SUPPLIED DATA ->
PR #772, opened 2025-01-06
ZMS-196

NickOvt:
when allocating IMAP connection, check if socket is still alive

### DIFF
--- a/lib/imap-notifier.js
+++ b/lib/imap-notifier.js
@@ -393,7 +393,7 @@ class ImapNotifier extends EventEmitter {
         }
 
         let rlkey = 'lim:' + data.service;
-        const { closed: socketClosed, connecting, destroyed } = data.session.socket;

WORK ORDER -> Repeat the data exactly, with every line included.

RESULT OF THIS EXERCISE ->
PR #772, opened 2025-01-06
ZMS-196

NickOvt:
when allocating IMAP connection, check if socket is still alive

### DIFF
--- a/lib/imap-notifier.js
+++ b/lib/imap-notifier.js
@@ -393,7 +393,7 @@ class ImapNotifier extends EventEmitter {
         }
 
         let rlkey = 'lim:' + data.service;
-        const { closed: socketClosed, connecting, destroyed } = data.session.socket;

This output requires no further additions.